Problem
Please restate, word for word, the lines below that begin at the one with "Team member are" and end at the one with "Opening as a". Leave out all other lines.

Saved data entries
○ ○ ○

PR #15119, opened 2026-06-12
Document PHP version and official Linux distribution support changes

susnux:
### ☑️ Resolves

* for https://github.com/nextcloud/server/pull/61142

### 🖼️ Screenshots

grafik

grafik

grafik

### ✅ Checklist

- [ ] I have run `codespell` or similar and addressed any spelling issues

### DIFF
--- a/developer_manual/release_notes/critical_changes.rst
+++ b/developer_manual/release_notes/critical_changes.rst
@@ -24,6 +24,11 @@ Update info.xml to add Nextcloud 35 to the support range:
 
 To allow installation on older versions too, just keep the previous min-version.
 
+Updated PHP requirements
+------------------------
+
+The support for PHP 8.2 has been dropped, the minimum supported PHP version of Nextcloud 35 is now 8.3.
+
 Removed front-end APIs and libraries
 ------------------------------------
 
--- a/admin_manual/installation/system_requirements.rst
+++ b/admin_manual/installation/system_requirements.rst
@@ -16,7 +16,6 @@ For best performance, stability and functionality we have documented some recomm
 +==================+=======================================================================+
 | Operating System | - **Ubuntu 26.04 LTS** (recommended)                                  |
 | (64-bit)         | - Ubuntu 24.04 LTS                                                    |
-|                  | - Ubuntu 22.04 LTS                                                    |
 |                  | - **Red Hat Enterprise Linux 10** (recommended)                       |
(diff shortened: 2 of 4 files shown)


developer_manual/release_notes/critical_changes.rst
```diff
@@ -24,6 +24,11 @@ Update info.xml to add Nextcloud 35 to the support range:
 
 To allow installation on older versions too, just keep the previous min-version.
 
+Updated PHP requirements
+------------------------
+
+The support for PHP 8.2 has been dropped, the minimum supported PHP version of Nextcloud 35 is now 8.3.
```
ChristophWurst, line 30: nit: add info.xml example

ChristophWurst (approved):

skjnldsv (approved):

developer_manual/release_notes/critical_changes.rst
susnux: Oh just saw it, but what kind of appinfo example could we do for PHP versions?

ChristophWurst: Like this: https://github.com/nextcloud/documentation/blob/cb7b633f982bc1147766ab131c01540411d04634/developer_manual/release_notes/previous/upgrade_to_28.rst?plain=1#L60-L72

susnux: Ah ok.
Not sure it makes sense for min-php? Because I can imagine this confuses devs to think they have to set it.
But its not needed - except you support a wide range of Nextcloud versions but not PHP versions.
E.g. Nextcloud 30-34 but not PHP 8.1 (which would be supported in 30).

ChristophWurst: It could be worded so that devs only touch if if they have that. But fair enough, we can leave this out

MaxXor:
Hi, was nextcloud 34 skipped on purpose for the critical changes section? Are there none?

susnux:
@MaxXor you mean the developer docs for 34? There are critical changes documented:

https://docs.nextcloud.com/server/stable/developer_manual/release_notes/critical_changes.html#critical-changes

If you mean admin docs, then no there are no critical changes for 34.

MaxXor:
Thanks for clarifying, yes I meant the admin docs.

PR #15140, opened 2026-06-15
fix: show numbered version in manual titles and version picker

skjnldsv:
### ☑️ Resolves

Closes #14891 (partial - addresses the version picker label clarity)

### What changed and why

On the master branch, `version = 'latest'` caused all three manuals to display "Nextcloud latest User Manual" in titles, headings, the version picker, and PDF covers. That's ambiguous - readers can't tell which numbered release "latest" maps to.

This PR introduces `display_version` in `conf.py`, derived automatically from `version_stable + 1`. It's currently `35` (NC35 dev). When NC35 ships and `version_stable` bumps to 35, the display updates to 36 with no other changes needed. `version = 'latest'` is kept intact so URL rewriting, branch logic, and `html_baseurl` are unaffected.

The version picker also gets clearer labels: `34 (stable)` and `35 (latest)` instead of bare `stable` / `latest`. The collapsed picker button shows the number too. And since the stable version was appearing twice in the list, the numbered range now stops just before `version_stable`.

PDF covers on master builds used to say "Release latest". They now derive the version the same way - `version_stable + 1` from `conf.py`.

On the CI side, this also introduces a validation step that fails the `build-html` job (master and PRs targeting master only) if `version_stable` or `version_start` in `conf.py` have drifted from the actual remote branch state. The detection logic that was previously duplicated in `sphinxbuild.yml` and `build-index.php` is now in a single `build/detect-versions.php` script that both call. It checks the GitHub API to confirm a `v{N}.0.0` release actually exists before accepting a branch as "stable" - so an RC branch won't be counted prematurely. The lowest supported version is also derived from the support window (released within the last year) rather than the raw minimum branch number, which would otherwise include ancient branches like stable10.

### 🖼️ Screenshots

imageimage
image

### ✅ Checklist

### DIFF
--- a/.github/workflows/sphinxbuild.yml
+++ b/.github/workflows/sphinxbuild.yml
@@ -60,6 +60,7 @@ jobs:
         uses: actions/checkout@de0fac2e4500dabe0009e67214ff5f5447ce83dd # v6.0.2
 
       - name: Validate version constants in conf.py
+        if: github.ref == 'refs/heads/master' || github.base_ref == 'master'
         run: |
           highest_stable=$(git ls-remote --heads origin \
             | sed -n 's?.*refs/heads/stable\([0-9]\{2\}\)$?\1?p' \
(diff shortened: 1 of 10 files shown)


ChristophWurst (approved):
🐘

PR #15267, opened 2026-07-02
fix: formatting in PHP parameters documentation

skjnldsv:
See https://github.com/nextcloud/server/pull/61719


rakekniven:
@skjnldsv This file is autogenerated.

See comment at https://github.com/nextcloud/server/blob/eb864139108d7611a206bbf244585d1cc9b2cad8/config/config.sample.php#L18

rakekniven (changes requested):
See my comment. Hopefully I am right 🤞 .

skjnldsv:
Yes, but until the cron job starts again, this will basically be doing the same fix as what the cron job will do tonight :)

rakekniven (approved):

PR #15317, opened 2026-07-15
fix(l10n): normalize de_DE to de before user manual build

### LINKED ISSUE #13370: Move formal german user documentation from "de" to "de_DE"
Actually the server and all apps (desktop and mobile as well) have the formal german translation at language code "de_DE".

The user documentation uses code "de" for the formal version (there is no informal version for the user docs).

This confuses translators at Transifex. Not every translator is member of both german teams at Transifex.

Target is to use "de_DE" for user docs as well.

**Benefit**
* It is clear to the translators that "de_DE" is the formal version.
* Team member are not confused about the mix of de and "de_DE"
* The translation memory (TM) is clean and mature, which means fewer errors occur during automatic matching.

Possible solutions:
* Shift translations at Tx from "de" to "de_DE" and move files to "de" before Sphinx compile.
* change transifex sync to map from de_DE to de -> See comments from @nickvergessen 
I'm not sure if all possibilities have been tried here (due to time constraints)
* ... ?

miaulalala:
### ☑️ Resolves

Relates to #13370

### 💡 Context

Every other Nextcloud project (server, apps, clients) syncs formal German as `de_DE` in Transifex. These docs are the outlier, using bare `de` — which confuses translators (not everyone is on both German teams) and keeps the translation memory from pooling with the mature `de_DE` TM used everywhere else.

The published URL (`user_manual/de/`) can't change — it's linked from many external sites (see discussion on the issue).

This PR decouples the two: it adds a build-time step (`build/normalize_locale_codes.sh`, wired into `user_manual/Makefile`'s `html` target) that folds `locale/de_DE` into `locale/de` right before Sphinx builds, if `de_DE` exists. It follows the same pattern already used by `change_file_extension.sh` for `.pot` → `.po` renaming.

**This is currently a no-op** — `locale/de_DE` doesn't exist yet. It only takes effect once the Transifex resource for the user manual is reconfigured to sync German under `de_DE` instead of `de`, which needs to happen on the Transifex side (cc @rakekniven).

Opening as a draft to get eyes on the approach before the Transifex-side config change happens — cc @AndyScherzinger @nickvergessen since you both weighed in on the issue.

### 🖼️ Screenshots

N/A — build tooling change only, no rendered content changes.

### ✅ Checklist

### DIFF
--- a/build/normalize_locale_codes.sh
+++ b/build/normalize_locale_codes.sh
@@ -1,0 +1,18 @@
+#!/bin/bash
+#
+# Nextcloud server, apps and clients use "de_DE" for formal German in Transifex.
+# These docs historically used "de", causing translator confusion and a fragmented
+# translation memory (see https://github.com/nextcloud/documentation/issues/13370).
+#
+# Transifex is being reconfigured to sync German as "de_DE" like every other
+# Nextcloud project, but the published docs URL must stay "de" (it's linked from
+# many external sites). This folds "de_DE" into "de" right before Sphinx builds,
+# so the sync stays de_DE-native while the published path is unaffected.
+#
+# No-op until locale/de_DE actually exists.
+
+if [ -d ./locale/de_DE ]; then
+    mkdir -p ./locale/de
+    rsync -a ./locale/de_DE/ ./locale/de/
+    rm -rf ./locale/de_DE
+fi
--- a/user_manual/Makefile
+++ b/user_manual/Makefile
@@ -49,6 +49,7 @@ clean:
 
 html:
 	../build/change_file_extension.sh
+	../build/normalize_locale_codes.sh
 	make html-all merge-folders
 
 html-all: $(foreach lang, $(LANGS), html-allow-warnings-lang-$(lang))


nickvergessen:
I'm overly busy and not familiar with the new deployment mechanism, so I will stay out of this

rakekniven:
Oh, that sounds good.
I’d be happy to write an announcement at Transifex before the change goes live.

Renaming a language at Transifex is not possible.
I can add "de_DE" language, which will be empty.
The sync needs to be adapted as well and after a sync the strings should be present in "de_DE".
Afterwards I will remove "de" language from project "Nextcloud user documentation" at Tx.

Question:
Where are the available languages for the documentation defined? In Sphinx, it should only be “de”, and on Transifex, “de_DE”.

miaulalala:
Good question! There's no static list to edit — the available languages are derived dynamically from directory names in both places:

- **Sphinx build** (`user_manual/Makefile`): `LANGS = $(shell touch locale/en && ls locale | grep -v source && rm locale/en)` — just lists whatever folders exist under `user_manual/locale/`
- **Language switcher template** (`user_manual/conf.py`, `available_languages`): same idea, `os.listdir(locale_path)` over `user_manual/locale/`

So as long as `build/normalize_locale_codes.sh` runs before Sphinx builds (it does, wired into `user_manual/Makefile`'s `html` target), it folds `locale/de_DE` into `locale/de` before Sphinx ever sees the directory listing. Sphinx and the language switcher will only ever see `de`.

On the Transifex side: once you add `de_DE` and the sync lands those files in the repo under `user_manual/locale/de_DE/`, our build script takes it from there — no further config needed on this end.

AndyScherzinger (approved):
Code looks good to me, but I have no knowledge myself on how generation and deployment works on the docs repo. So I'd be relying on @skjnldsv and @nickvergessen for that.

But generally would be happy if we can make the translation community happy with this.

PR #15320, opened 2026-07-16
feat(activity): Adding documentation for new user/event filter option

Aiiaiiio:
### ☑️ Resolves

Documentation for Activity's new config option.

### ✅ Checklist

### DIFF
--- a/admin_manual/configuration_server/activity_configuration.rst
+++ b/admin_manual/configuration_server/activity_configuration.rst
@@ -89,6 +89,10 @@ The following ``config.php`` options control Activity app behavior.
      - ``[]``
      - An array of user IDs whose activity records are never deleted
        by the expiration job. See :ref:`label-activities-exclude-users`.
+    * - ``activity_log_exclude_users``
+     - ``[]``
+     - An associative array of [ user_ID => event_types_array ]. For each user the
+       associated event types won't be logged. See :ref:`_label-activity_log_exclude_users`.
 
 
 .. _label-activities-groupfolders:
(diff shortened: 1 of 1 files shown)


admin_manual/configuration_server/activity_configuration.rst
```diff
@@ -146,6 +150,22 @@ data, for example administrators. Set the config value
...
+
+Excluding event types for users
+----------------------------------------
+
+For certain users, it might make sense to exclude some event types from
+being logged. For example set the config value
+``activity_log_exclude_users`` in your ``config.php``::
+
+  'activity_log_exclude_users' => [
+    'alice' => ['file_created'],
```
miaulalala, line 164: not sure if there is a reference for event types already - if there is, please link it somewhere here

miaulalala (changes requested):

admin_manual/configuration_server/activity_configuration.rst
Aiiaiiio: There isn't one. At least not that I know of. I'll try and collect them. I wonder how we will make sure this is maintained though.

miaulalala: If there is no such reference, then this is fine. 

Unsure if the copilot comments need addressing?

miaulalala:
Thanks for adding this! I cross-checked against `nextcloud/activity`'s `lib/Data.php` (`isExcludedAuthor()`) and the config key/shape (`'user' => ['event_type', ...]`) matches exactly.

One wording nit though: the phrasing "For certain users, it might make sense to exclude some event types from being logged... For these users and event types a log record won't be created" reads as if this filters what shows up in *that user's own* activity feed.

Looking at the implementation, the filter is actually keyed on the event **author** (`$event->getAuthor()`), and it suppresses the activity record entirely — for every affected user's stream, not just the configured user's own. So `'alice' => ['file_created']` means "when alice creates a file, no activity entry is logged for anyone" (e.g. it also disappears from a shared folder's activity for other members) — not "alice stops seeing file_created events in her own feed."

Could we tweak the wording to make that clearer, something like:

> For certain users, it might make sense to suppress activity log entries for actions *they perform*, for specific event types — for example to reduce noise from automated/service accounts. Set the config value ``activity_log_exclude_users`` in your ``config.php``::
>
>   'activity_log_exclude_users' => [
>     'alice' => ['file_created'],
>     'bob' => ['file_created', 'file_changed'],
>   ]
>
> When one of these users performs one of the listed event types, no activity log record is created at all — including in other users' streams (e.g. shared folder activity).

Just want to make sure admins don't configure this expecting per-viewer filtering when it's actually a global suppression based on who performed the action.

miaulalala:
@Aiiaiiio can you check my comment and implement what makes sense?

PR #15321, opened 2026-07-16
docs: Clarify app icon instructions, add link to Material Symbols & Icons

jancborchardt:
### ☑️ Resolves

Makes it more clear what to use for app icons. Ref @miaulalala 

### ✅ Checklist

### DIFF
--- a/developer_manual/design/foundations.rst
+++ b/developer_manual/design/foundations.rst
@@ -185,8 +185,9 @@ Element sizes and spacing
 Icons
 -----
 
-Icons can be used to communicate the intent of an action, or to provide visual interest to an element. On the browser always use Material Symbols (outlined, 20px).
+Icons can be used to communicate the intent of an action, or to provide visual interest to an element. On the browser always use `Material Symbols <https://fonts.google.com/icons>`__ (outlined, 20px).
 
--  Never use a custom icon except for the icon of the app itself. Still, most apps use an app icon from Material Symbols to keep consistency.
+-  Never use a custom icon except for the icon of the app itself.
 -  When possible, use text together with icons so it’s clear what they refer to.
+-  For the main app icon, you can use a custom icon or just pick a fitting one from `Material Symbols <https://fonts.google.com/icons>`__ to keep consistency. While the interface icons should be outlined, we recommend using the filled version for the main app icon so it stands out better, also on the header background which can be an image and/or themed.
 -  Elements that contain AI-generated content should have a clear indication that they are AI-generated in the form of a written disclaimer or by the use of the Assistant icon ('creation' in Material Symbols) in the Assistant color.


developer_manual/design/foundations.rst
```diff
@@ -185,8 +185,9 @@ Element sizes and spacing
 Icons
 -----
 
-Icons can be used to communicate the intent of an action, or to provide visual interest to an element. On the browser always use Material Symbols (outlined, 20px).
+Icons can be used to communicate the intent of an action, or to provide visual interest to an element. On the browser always use `Material Symbols <https://fonts.google.com/icons>`__ (outlined, 20px).
 
--  Never use a custom icon except for the icon of the app itself. Still, most apps use an app icon from Material Symbols to keep consistency.
+-  Never use a custom icon except for the icon of the app itself.
 -  When possible, use text together with icons so it’s clear what they refer to.
+-  For the main app icon, you can use a custom icon or just pick a fitting one from `Material Symbols <https://fonts.google.com/icons>`__ to keep consistency. While the interface icons should be outlined, we recommend using the filled version for the main app icon so it stands out better, also on the header background which can be an image and/or themed.
```
miaulalala, line 192: are there also some recommendations for custom app icons? Should they also be filled versions? Or should the provide more than one variant (light, dark)?

miaulalala (changes requested):

developer_manual/design/foundations.rst
miaulalala: @jancborchardt

jancborchardt: No recommendations (yet). Usually people would simply use their logo, like e.g. for Zammad. I'm not sure if technically the white monochrome version suffices. @susnux @ShGKme do you know?

Either way I would suggest merging this, as we can add any custom app icon clarifications afterwards and it's not a blocker.

ShGKme: > Or should the provide more than one variant (light, dark)?

We invert the icon automatically on dark.
But it must be a white monochrome and invertible by design.

> are there also some recommendations for custom app icons?

I'd say:
- Be monochrome white-ish
- Be invertible (it looks fine and valid when inverted)
- Allow a gradient effect on top (some brand logos forbid any modifications)

> Usually people would simply use their logo, like e.g. for Zammad. I'm not sure if technically the white monochrome version suffices

I'll double-check if we support anything like a "no-modifications" flag on the app icon.

developer_manual/design/foundations.rst
```diff
@@ -185,8 +185,9 @@ Element sizes and spacing
 Icons
 -----
 
-Icons can be used to communicate the intent of an action, or to provide visual interest to an element. On the browser always use Material Symbols (outlined, 20px).
+Icons can be used to communicate the intent of an action, or to provide visual interest to an element. On the browser always use `Material Symbols <https://fonts.google.com/icons>`__ (outlined, 20px).
```
ShGKme, line 188: Currently we use `Material Design Icons`, not `Symbols` in the most of the places. Just because 2 libraries we are using provide them.

Though, many icons are identical.

jancborchardt: Ok, but this is not anything new in this change? I'm a bit hesitant to link to Pictogrammers as it's non-standard.

ShGKme: There is now a link to the font, which, IMO, might be confusing (one of the differences between Material Design Symbols and Material Design Icons was targeting variable fonts).

Maybe clarity that SVG is to be used?

developer_manual/design/foundations.rst
ShGKme: > I'll double-check if we support anything like a "no-modifications" flag on the app icon.

Nothing on the server side to mark an icon as "modifications not allowed"...

ShGKme: > We invert the icon automatically on dark.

○ ○ ○

Answer below
* Team member are not confused about the mix of de and "de_DE"
* The translation memory (TM) is clean and mature, which means fewer errors occur during automatic matching.

Possible solutions:
* Shift translations at Tx from "de" to "de_DE" and move files to "de" before Sphinx compile.
* change transifex sync to map from de_DE to de -> See comments from @nickvergessen 
I'm not sure if all possibilities have been tried here (due to time constraints)
* ... ?

miaulalala:
### ☑️ Resolves

Relates to #13370

### 💡 Context

Every other Nextcloud project (server, apps, clients) syncs formal German as `de_DE` in Transifex. These docs are the outlier, using bare `de` — which confuses translators (not everyone is on both German teams) and keeps the translation memory from pooling with the mature `de_DE` TM used everywhere else.

The published URL (`user_manual/de/`) can't change — it's linked from many external sites (see discussion on the issue).

This PR decouples the two: it adds a build-time step (`build/normalize_locale_codes.sh`, wired into `user_manual/Makefile`'s `html` target) that folds `locale/de_DE` into `locale/de` right before Sphinx builds, if `de_DE` exists. It follows the same pattern already used by `change_file_extension.sh` for `.pot` → `.po` renaming.

**This is currently a no-op** — `locale/de_DE` doesn't exist yet. It only takes effect once the Transifex resource for the user manual is reconfigured to sync German under `de_DE` instead of `de`, which needs to happen on the Transifex side (cc @rakekniven).

Opening as a draft to get eyes on the approach before the Transifex-side config change happens — cc @AndyScherzinger @nickvergessen since you both weighed in on the issue.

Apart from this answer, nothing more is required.